About this exercise: Across the entries, how many lines have the string "arrays" in them? Reply with only a number.

==== Input records

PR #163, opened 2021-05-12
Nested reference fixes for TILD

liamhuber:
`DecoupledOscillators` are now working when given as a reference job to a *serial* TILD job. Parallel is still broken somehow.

========
==== Input records

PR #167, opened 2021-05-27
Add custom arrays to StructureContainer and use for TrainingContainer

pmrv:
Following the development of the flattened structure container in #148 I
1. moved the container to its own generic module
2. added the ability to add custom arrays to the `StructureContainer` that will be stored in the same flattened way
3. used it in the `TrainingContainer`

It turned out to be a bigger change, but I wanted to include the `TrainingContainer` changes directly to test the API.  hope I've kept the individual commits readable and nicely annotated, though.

========

Answer section: 2